PR #1031, opened 2021-08-19
Holopad bugfixes

CPU-Blanc:
Fixes a few issues currently present with holopads plus a small tweak

- Tweaks the holocall hologram to no longer pull from the calling character's image in crew records, but from the current look of the player. Logically, this makes more sense
- Fixes a bug where voices and emotes are transmitted while waiting for a call to be answered
- Should address a random and rare bug where holopads would continue to transmit even after a call has ended. As I'm completely unable to replicate this despite repeated tests (though have experienced at least twice), a workaround fix has been introduced. During these occurrences, the calling holopad had a targetpad set, but the targetpad was unaware of that call and had no sourcepad set. This workaround checks on attempted transmission if the receiving pad is actually expecting it, otherwise terminates the call and resets the calling pad.

I'm not too happy about using a workaround, but as I'm completely unable to replicate the bug, it is the best I can do. If anyone is able to spot where the root cause is, I'll gladly update this PR to reflect that.

### DIFF
--- a/code/game/machinery/hologram.dm
+++ b/code/game/machinery/hologram.dm
@@ -201,9 +201,15 @@ For the other part of the code, check silicon say.dm. Particularly robot talk.*/
 	var/name_used = M.GetVoice()
 	var/message = get_hear_message(name_used, text, verb, speaking)
 	if(targetpad) //If this is the pad you're making the call from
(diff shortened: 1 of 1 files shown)


CPU-Blanc:
Closing this because the general holocall code is spaghetti and I've decided to just do a refactor instead.

PR #1033, opened 2021-08-21
Adds Cards Against the Galaxy to the games vending machine

ggermanicus:
Now you can actually play it without an admin spawning it.


Glloyd:
Weird that this wasn't already there

PR #1035, opened 2021-08-25
Adds a faction tab to the contract database

CPU-Blanc:
As requested c:

Faction tab that displays all factions in the sector, with a detailed view displaying standings, reputation and the faction description.
Standing text is somewhat a placeholder but can always be changed later on, should the faction subsystem get expanded.


Glloyd:
Goddamn, your UIs look so much better than anything I could do. Thank you for this!

PR #1036, opened 2021-08-28
Fixes shield bypass bug

CPU-Blanc:
Fixes a bug where all ship weapons bypass hostile shields.

This was changed to `TRUE` in #1020 . Am I missing some sort of reason for this @Glloyd or is it an oversight?
Because right now, **all** weapons except some torpedo warheads pass through shields :L


Glloyd:
Absolutely not intentional, I have no idea why I did that.

PR #1038, opened 2021-09-05
Pirates Balance Changes

CPU-Blanc:
This is gonna cause me pain later on as this **will** conflict with other bits I'm working on, but this needs to go in. I'll deal with the pain later.

PR tries to address some issues currently present in ship combat

- **Combat Computer now has a circuitboard:** Starts in secure tech storage along with the helm console circuitboard. New checks have been added on construction to prevent multiple computers linking to the same overmap ship.
- **Shield Disruptor nerfed:** This is brutal currently, nuking the shields up to 50% every 2 minutes. Even on a 8000kw input shield gen, the recharge rate can not even remotely handle it, making it impossible to keep shields even remotely up without using some powergaming min-max engine setup.
- **Pirate defenders cannot teleport onto the Nerva:** They're meant to be defenders after all. Stops ghosts curb stomping Nerva especially on low pop rounds. Hopefully this'll satisfy both those who hate player pirates, and those who love it.

Happy to discuss any issues, but these are come big ones causing headaches currently.


code/modules/urist/structures/boardingstructures.dm
```diff
@@ -30,13 +30,17 @@
 /obj/structure/boarding/shipportal/proc/teleport(atom/movable/M as mob|obj)
 	if(istype(M, /obj/effect)) //sparks don't teleport
 		return
-	else
-		var/tele_x = GLOB.using_map.overmap_ship.evac_x
-		var/tele_y = GLOB.using_map.overmap_ship.evac_y
-		var/tele_z = GLOB.using_map.overmap_ship.evac_z
+	if(istype(M, /mob/living))
```
Glloyd, line 33: make this controlled by a var so we can change this if we want to for events

Glloyd (changes requested):

Glloyd:
I don't see any other issues with the rest, thanks for this Blanc!

code/modules/urist/structures/boardingstructures.dm
CPU-Blanc: Didn't think of that! Boolean `block_pirate_teleport` has been added!

PR #1044, opened 2021-12-21
Holopads 'R' Us

CPU-Blanc:
The current holopad code has been driving me nuts with various bugs, oversights and general mess. This is a (hopefully better) refactor of the code, as well as some added features.
Changes are as follows:

- Holopad power consumption is now properly handled, and scales with each additional hologram as well as depending on normal or long ranged versions
- Code refactor should address an odd bug that would occasionally happen where holopads would continue to transmit voice, despite the call being ended. A fallback sanity check has been added.
- Holopad range limits have been tweaked to require _both_ pads to be within each other's range. Previously a long-range pad could call a normal pad even if the normal pad would not be able to dial back, this way, long-range pads can only dial other long-range pads if the standard range has been exceeded.
- Languages are now preserved through holocalls. Previously all languages were magically translated by holopads, this is no longer the case as a proc has been added to allow the pad to 'speak'.
- Emote behaviour has been changed to make more sense. Now, not _all_ emotes are broadcast to the other side. **Visible** emotes require the other party to be able to actually see the source; either their 'eye'/camera must be viewing the source (as with a standard holocall), or if the source is projecting a hologram of themselves. For example; in a standard holocall where person A has dialled person B while person C is close by A (A is projecting a hologram), A can see all visible emotes B performs while C cannot, while B can see all visible emotes only A performs (hologram) and not C. Anyone else in the room with B would also be able to see A's emotes. All **audible** emotes are transmitted regardless. This means you will no longer get visible emotes for random stuff the player cannot actually see (looking at you, sudden acceleration messages!).
- Added conference calls. This is an extra option that appears while starting a holocall. If selected, both holopads work in a phonecall loudspeaker sort of ways, where **everyone** in a 2 tile radius (default) of each holopad is transmitted to the other side in their relative locations. AI's can still use the pads while this mode is active, however currently they won't be able to hear or speak to the other end of the call.

Below are a couple of screenshots highlighting the conference feature. The location of the mobs relative to the pad would match either side (as well as direction), just in this example the mobs had moved between shots. For an added bonus, animals and simplemobs are also captured for fun! Be careful if using this on the Trajan however, as long range pads use more power, and so do additional projected holograms!
image
image

Sorry if there's any issues, this code has been sitting 70% done for a while and I've only recently come back to it, but as far as I've tested, it all seems to work as intended.

### DIFF
--- a/code/game/machinery/hologram.dm
+++ b/code/game/machinery/hologram.dm
@@ -19,13 +19,20 @@ Possible to do for anyone motivated enough:
 	Itegrate EMP effect to disable the unit.
 */
 
+/*
+Revised by CPU_Blanc.
+-Multiple hologram users at the same time added (conference calls)
+-Power usage reworked to scale with additional holograms
+-Languages are now preserved
+-Both holopads must be within range of eachother's max range to connect
+-Visible emotes now only pass through the pad if the source is visible to the user (Either as a hologram, or if the player's eye is in that location)
+*/
+
 
 /*
  * Holopad
  */
 
-#define HOLOPAD_PASSIVE_POWER_USAGE 1
-#define HOLOGRAM_POWER_USAGE 2
 #define RANGE_BASED 4
 #define AREA_BASED 6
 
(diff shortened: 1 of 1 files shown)


Glloyd:
As mentioned on discord, I was really sick with COVID, but I want to get back to this and SS13, I'll try to give this a look through this week!

Glloyd:
I'm sorry, I just haven't had the time to look through this one lately. Perhaps if @Naxodile has the time he can take a quick look through, otherwise I might not get to this until next week.

Naxodile (approved):
Looks good to me. I didn't find any bugs in testing besides the unrelated issue that holograms don't copy their subject's transforms. Might look a bit weird in some conference calls, but that's pretty rare.

Glloyd:
Thanks Nax! Been super busy lately, so I really appreciate this.

PR #1046, opened 2022-02-07
Latejoins announced on common by default

ggermanicus:
This makes the game a little more alive-feeling instead of being surprised by new random underlings.


Glloyd:
Thanks, this has been bothering me.

CPU-Blanc:
I don't meant to nit-pick or anything...

But wouldn't it have made sense to simply change line 115 from
`AnnounceArrivalSimple(character.real_name, rank, join_message, get_announcement_frequency(job))`
to `AnnounceArrivalSimple(character.real_name, rank, join_message, "Common")`
rather than commenting out the contents of the `get_announcement_frequency()` proc? Otherwise we're going through the hassle of calling a different proc and passing a datum argument just to return a single string? Seems a little wonk to me XD

PR #1047, opened 2022-02-09
Bugfixes and steal objective modernization

ggermanicus:
Steal objective targets are now suited to the Nerva. Account card added as a steal objective as well. Captain gets a spare jumpsuit in their locker to facilitate the theft of it.
Medal/account lockbox now properly protects its contents
Account card links to money in fewer lines
Message that broadcasted to everyone in sight when you messed up changing a cell now only tells you that you messed up
Changed the worst of the writing in job blurbs
NT labcoat and scientist jumpsuit works now
Errant pixel on telebaton that haunted me removed
and Wizard no longer spawns with an extra useless box.


code/game/gamemodes/objective.dm
```diff
@@ -385,17 +385,18 @@ datum/objective/steal
 	var/target_name
 
 	var/global/possible_items[] = list(
-		"the captain's antique laser gun" = /obj/item/weapon/gun/energy/captain,
+		"the captain's antique revolver" = /obj/item/weapon/gun/projectile/revolver/coltsaa,
```
Glloyd, line 388: I'm still generally trying to keep compatibility with glloydstation. So in this case, I think it makes more sense (in general) to add a file somewhere in the nerva folder and overwrite these definitions there. We've been moving towards having most things initialized on a per-map basis anyways, so it makes more sense for these to be done like that too.

Glloyd:
Everything else looks good, so if you can define objectives for Nerva in a separate file, we can get this merged.

Glloyd:
I meant that specific list, not the whole file...

That's my bad, I should've been more clear on that, sorry. My line of thinking was just to overwrite that possible_items list var on a per-map basis, not to delete the original file and duplicate the code between the maps.

Glloyd:
Looks good! Thanks Grant.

==================================================

**What the task asks**
If a line in the records above contains "done", copy that line.

**Task result**
Sorry if there's any issues, this code has been sitting 70% done for a while and I've only recently come back to it, but as far as I've tested, it all seems to work as intended.
Glloyd, line 388: I'm still generally trying to keep compatibility with glloydstation. So in this case, I think it makes more sense (in general) to add a file somewhere in the nerva folder and overwrite these definitions there. We've been moving towards having most things initialized on a per-map basis anyways, so it makes more sense for these to be done like that too.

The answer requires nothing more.